Repeat every line that appears below, with nothing altered.

Collected data:
□ □ □ □

PR #441, opened 2019-02-11
WIP: Initial version of the z3 expression builder

rsas:
I clean version of the z3builder, easier to review.


rsas:
``make check`` fails because the ``llvm-lit`` (Python) cannot find ``libz3.dylib``. Python unsets the current ``LD_LIBRARY_PATH`` (on Darwin: ``DYLD_LIBRARY_PATH``) making bash exports useless. Any ideas how to fix this? Is there a cmake hack to tell the linker to use the absolute path the the z3 library?

LebedevRI:
Random thoughts: https://gitlab.kitware.com/cmake/community/wikis/doc/cmake/RPATH-handling

PR #445, opened 2019-02-12
Fixed a bug in harvest uses which potentially hangs the clang

zhengyangl:


manasij7479:
LGTM

regehr:
is this ready for review?

zhengyangl:
Not yet, will be ready tonight.

lib/Inst/Inst.cpp
```diff
@@ -77,6 +77,10 @@ bool Inst::operator<(const Inst &Other) const {
     return (*OpsA[I] < *OpsB[I]);
   }
 
+  if (HarvestKind != Other.HarvestKind)
+    return true;
```
regehr: does this work? this just them them compare less than, but then the opposite comparison will also be less than.
don't you need to return something like (int)HarvestKind) < (int)Other.HarvestKind?

lib/Inst/Inst.cpp
```diff
@@ -509,6 +513,8 @@ void Inst::Profile(llvm::FoldingSetNodeID &ID) const {
   default:
     if (!DemandedBits.isAllOnesValue())
       ID.Add(DemandedBits);
+    if (HarvestFrom)
+      ID.Add(HarvestFrom);
```
regehr: what about HarvestKind?

lib/Pass/Pass.cpp
```diff
@@ -386,102 +386,109 @@ struct SouperPass : public ModulePass {
         }
         AddToCandidateMap(CandMap, R);
       }
+    }
 
 
-      for (auto &Cand : CandMap) {
+    for (auto &Cand : CandMap) {
```
zhengyangl: After the block information is attached to the LHS, the for loop in Pass.cpp now gets reverted. Now it first collects all the candidates at one time, instead of collects the candidate by each block.

lib/Inst/Inst.cpp
zhengyangl: Fixed in the new commit.

lib/Inst/Inst.cpp
zhengyangl: Fixed in the new commit

regehr:
LGTM, thanks!
please squash

PR #449, opened 2019-02-14
Refactor ExhaustiveSynthesis into smaller functions

manasij7479:
The goto is still there, it looks cleaner than a while loop. :(


regehr:
LGTM thanks

PR #453, opened 2019-02-16
Fixed the operator precedence bug

zhengyangl:


lib/Pass/Pass.cpp
```diff
@@ -427,7 +427,7 @@ struct SouperPass : public ModulePass {
                                ReplacedValues, Builder, F->getParent());
 
       // if LHS comes from use, then NewVal should be a constant
-      assert(!Cand.Mapping.LHS->HarvestKind == HarvestType::HarvestedFromUse ||
+      assert(!(Cand.Mapping.LHS->HarvestKind == HarvestType::HarvestedFromUse) ||
```
regehr: please use != instead

PR #456, opened 2019-02-17
fix misnamed function

regehr:


manasij7479:
https://github.com/google/souper/pull/458
This PR uses the function mentioned here.
If you merge #456 before it, can you also make this function public?
That would make #458 a little bit more concise.

manasij7479:
Also, is it possible to make this function take const Inst *?

regehr:
oops I merged before seeing your second comment-- please make the const change as part of your PR

PR #460, opened 2019-02-20
Introduce pruning in the constant synthesis loop

manasij7479:


regehr:
ok it looks good but something like this really wants a test case or two, please add

PR #462, opened 2019-02-21
debug: print translated alive function as debug output

pranavk:


pranavk:
was playing with alive backend. Wanted to print transformed alive ir too; there wasn't anything existing.

regehr:
LGTM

□ □ □ □

**Result**
PR #441, opened 2019-02-11
WIP: Initial version of the z3 expression builder

rsas:
I clean version of the z3builder, easier to review.


rsas:
``make check`` fails because the ``llvm-lit`` (Python) cannot find ``libz3.dylib``. Python unsets the current ``LD_LIBRARY_PATH`` (on Darwin: ``DYLD_LIBRARY_PATH``) making bash exports useless. Any ideas how to fix this? Is there a cmake hack to tell the linker to use the absolute path the the z3 library?

LebedevRI:
Random thoughts: https://gitlab.kitware.com/cmake/community/wikis/doc/cmake/RPATH-handling

PR #445, opened 2019-02-12
Fixed a bug in harvest uses which potentially hangs the clang

zhengyangl:


manasij7479:
LGTM

regehr:
is this ready for review?

zhengyangl:
Not yet, will be ready tonight.

lib/Inst/Inst.cpp
```diff
@@ -77,6 +77,10 @@ bool Inst::operator<(const Inst &Other) const {
     return (*OpsA[I] < *OpsB[I]);
   }
 
+  if (HarvestKind != Other.HarvestKind)
+    return true;
```
regehr: does this work? this just them them compare less than, but then the opposite comparison will also be less than.
don't you need to return something like (int)HarvestKind) < (int)Other.HarvestKind?

lib/Inst/Inst.cpp
```diff
@@ -509,6 +513,8 @@ void Inst::Profile(llvm::FoldingSetNodeID &ID) const {
   default:
     if (!DemandedBits.isAllOnesValue())
       ID.Add(DemandedBits);
+    if (HarvestFrom)
+      ID.Add(HarvestFrom);
```
regehr: what about HarvestKind?

lib/Pass/Pass.cpp
```diff
@@ -386,102 +386,109 @@ struct SouperPass : public ModulePass {
         }
         AddToCandidateMap(CandMap, R);
       }
+    }
 
 
-      for (auto &Cand : CandMap) {
+    for (auto &Cand : CandMap) {
```
zhengyangl: After the block information is attached to the LHS, the for loop in Pass.cpp now gets reverted. Now it first collects all the candidates at one time, instead of collects the candidate by each block.

lib/Inst/Inst.cpp
zhengyangl: Fixed in the new commit.

lib/Inst/Inst.cpp
zhengyangl: Fixed in the new commit

regehr:
LGTM, thanks!
please squash

PR #449, opened 2019-02-14
Refactor ExhaustiveSynthesis into smaller functions

manasij7479:
The goto is still there, it looks cleaner than a while loop. :(


regehr:
LGTM thanks

PR #453, opened 2019-02-16
Fixed the operator precedence bug

zhengyangl:


lib/Pass/Pass.cpp
```diff
@@ -427,7 +427,7 @@ struct SouperPass : public ModulePass {
                                ReplacedValues, Builder, F->getParent());
 
       // if LHS comes from use, then NewVal should be a constant
-      assert(!Cand.Mapping.LHS->HarvestKind == HarvestType::HarvestedFromUse ||
+      assert(!(Cand.Mapping.LHS->HarvestKind == HarvestType::HarvestedFromUse) ||
```
regehr: please use != instead

PR #456, opened 2019-02-17
fix misnamed function

regehr:


manasij7479:
https://github.com/google/souper/pull/458
This PR uses the function mentioned here.
If you merge #456 before it, can you also make this function public?
That would make #458 a little bit more concise.

manasij7479:
Also, is it possible to make this function take const Inst *?

regehr:
oops I merged before seeing your second comment-- please make the const change as part of your PR

PR #460, opened 2019-02-20
Introduce pruning in the constant synthesis loop

manasij7479:


regehr:
ok it looks good but something like this really wants a test case or two, please add

PR #462, opened 2019-02-21
debug: print translated alive function as debug output

pranavk:


pranavk:
was playing with alive backend. Wanted to print transformed alive ir too; there wasn't anything existing.

regehr:
LGTM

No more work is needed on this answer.